Report how many lines of the listing contain the string "names", with no other words.

• Given entries
== Segment start ==
PR #590, opened 2015-06-17
Exorcism of the grid system

BrettASwift:
@kadst43 @AmbientOSX 

Completely removed the old grid and inventory system. There's a lot here and there may be some bugs. In this branch, mission 4 and beyond do not work, but that's because of the radial raycast. I need to merge this to the grid-tool branch and rebase to see if I can fix some of that. This will not go into mars-game-development until I have tested it thoroughly and fixed any remaining bugs. This one might be worth a meeting to explain all of the new pieces.


kadst43:
:+1:

PR #592, opened 2015-06-19
New rover sounds

jyucra:
I added into, engine, outro and gravel sounds to match each of the rovers. Changes were also made for a spraying noise to be played when setting down the nano goo in a triangle, and for the engines to keep running even when the rovers aren't moving forward, but those depend on onBlocklyBlock which isn't working at the moment, so they're commented out in the mean time.
A minor change was made so that the VO file for scenario1a starts playing as soon as the player switches to that scenario.
There were also two changes made to onBlocklyBlock to try and catch potential bugs.


AmbientOSX:
:+1: Test thoroughly and then merge using GitHub's 'Merge Pull Request' functionality.

kadst43:
I grabbed this branch, loaded the test scenario, and tried it.  I saw the following issues:

1) Rosie has Perry's move block, not Manny's blocks.
2) Neither Rosie nor Perry actually moved.

These may not be new, but let's not merge until we confirm that this problem isn't introduced by this branch.

kadst43:
What is the plan with this PR?  We should either merge it (with fixes if necessary) or close it out...

PR #595, opened 2015-06-22
Changed the way the rover's names show up on the blockly tabs.

jyucra:
Rover, Rover2, and Rover3 have been changed to Manny, Perry, and Rosie respectively within the Blockly tabs.


AmbientOSX:
:+1:

PR #596, opened 2015-06-23
VO change for hint about deleting blocks

jyucra:
Changed the VO and message for the hint in scenario1f to reflect the preferred way of deleting blockly blocks.


AmbientOSX:
:+1:

PR #597, opened 2015-06-28
Update tooltips to match UI.

BrettASwift:
Updated the tooltip window to look more like the logger box. Changed height restriction so that smaller tips have less negative space.

@kadst43 @AmbientOSX @jyucra


AmbientOSX:
:+1:

PR #599, opened 2015-06-30
Temporary mission three

jyucra:
This branch replaces the old Mission 3 with a new mission which follows directly from the "To Be Continued" animation. It also includes changes to Mission 4 that allow it to reflect the changes which occurred in Mission 3. In addition to this:
- The number and order of solar panels created is changed.Now the rover holds off construction until he's building the diamond consisting of 4 solar panels.
- The green blockly line will only be visible in tasks which include the graph node.
- The naming scheme has been updated, scenario 1 is now Mission 1, and scenarios 2 and 3 have been combined into Mission 2.
- The base pod has been temporarily made invisible, as it will no longer be in the same location it was previously.

Still to do: The failure/success triggers in Mission 4 still need to be tweaked.


AmbientOSX:
Probably want to change the filenames of the scenarios as well? And make sure there's nowhere else in the code we reference the old naming convention for scenarios (whether thats a default value in index.vwf.yaml or the names of the Blockly XML files). Though I guess that is ok for a separate PR since this is already quite a few changes.

 If you can play through this morning and everything continues to work then :+1:

PR #600, opened 2015-06-30
Unnecessary blocks cleanup

jyucra:
Small changes to the blocks available to the player in Mission 4 in order to make it less confusing. Also makes a change to the opening VO which was supposed to go in with a previous branch that ultimately wasn't merged.


AmbientOSX:
:+1:

PR #118, opened 2026-01-16
Add media batch handling for Telegram messages

### LINKED ISSUE #106: Telegram: Support multi-image and file uploads
Before the agent starts its turn, it should have received all images and files that the user has provided. For example the user attaches 4 images, the agent should get all 4 images as part of the user prompt. Similarly when the user provides files, the files should exist first before we give the agent the injected context and user prompt so that it can access all files at once, instead of multiple files kicking off multiple turns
== Segment end ==
• Exercise output
2